# Two head topper planned.



## CV3 (Jan 30, 2014)

I can't draw but I can cut and paste. New topper project it will be carved in either butternut or Alaskan yellow cedar. Not sure yet. Butternut if I do not paint. If I am going to use paint for the feathers I will go with the cedar. The wood color will be great for the beak. I have much to do in the next few weeks so may not get started tell after Thanksgiving. And a light brown wash should do well on the bear.


----------



## RATTY (Oct 17, 2016)

wow , i cant wait to see the progress of this .


----------



## cobalt (Nov 14, 2013)

nice idea .like the eagle and bear.

certainly a different approach which is always good to see and think the contrasting colours should enhance the look


----------



## MJC4 (Mar 6, 2014)

A very cool concept!
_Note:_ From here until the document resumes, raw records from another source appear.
PR #845, opened 2021-02-08
overlay.d/20platform-chrony: Exit early if already run

travier:
overlay.d/20platform-chrony: Minor whitespace fix

---

overlay.d/20platform-chrony: Exit early if already run

Make sure we exit early if:
  * the config is not the default one and as been modified
  * this script already generated a configuration for chrony

Fixes: https://bugzilla.redhat.com/show_bug.cgi?id=1924869


travier:
Untested.
/hold

travier:
Tested and confirmed as working. You can reproduce this issue by running `systemctl daemon-reload` on an instance in AWS/GCP/Azure (tested only AWS).

overlay.d/20platform-chrony/usr/lib/systemd/system-generators/coreos-platform-chrony
```diff
@@ -26,6 +26,18 @@ case "${platform}" in
     *) exit 0 ;;
 esac
 
+# Exit early if we have already been run once
+if [[ -f "${confpath}" ]]; then
+    echo "$self: ${confpath} already exists; skipping"
+    exit 0
+fi
+
+# Exit early if chrony configuration as been changed from the image default
```
jlebon, line 35: Hmm, this seems to be changing behaviour that is somewhat separate from what the RHBZ is about. Moving it up means that we no longer auto-inject `PEERNTP=no` even if the user customized `chrony.conf` whereas before we still would. So doesn't this break users who relied on that?

travier: True. I though it would make more sense to not touch the config if it had been modified but changing this might create a regression.

jlebon: I'm not sure if that was on purpose or not. Though reading the code, at least it's idempotent.

miabbott:
This makes sense to me; I think the `PEERNTP` behavior that Jonathan pointed out is correct in this modified form.  We can release note this change as part of the release it lands in.

/approve

jlebon (approved):
Yup, fine with me as is too. I agree conceptually it's nicer if our automatic configuration is either fully enabled or disabled.

cgwalters (approved):

travier:
So all three releases failed on this issue this week so maybe I missed something here while testing it.

travier:
I just tried that fix on a previous testing image and it fixed the issue when running `systemctl daemon-reload`. So I don't know where the errors in the kola tests from the release are coming from.

travier:
This failed on update tests only in kola which is expected as the old image does not have the fix. This fix should thus be good.

miabbott:
> This failed on update tests only in kola which is expected as the old image does not have the fix. This fix should thus be good.

sweating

Looking forward to seeing it progress


----------



## Gloops (Jan 23, 2015)

Looks a good project Randy, cut / paste is a gerat way of working - I always work that way but use a app on my ipad called

Sketchbook Pro I find it invaluable for making patters it's versatility is amazing and not too difficult to get into.


----------



## LilysDad (Sep 25, 2014)

I see a First Nation idea in this. Perhaps you could do some symbols burned on the shaft as well.


----------



## Rodney (Jun 12, 2015)

Cool idea. Alaskan yellow cedar is a nice wood if you get the fine grained old growth stuff.

Rodney


----------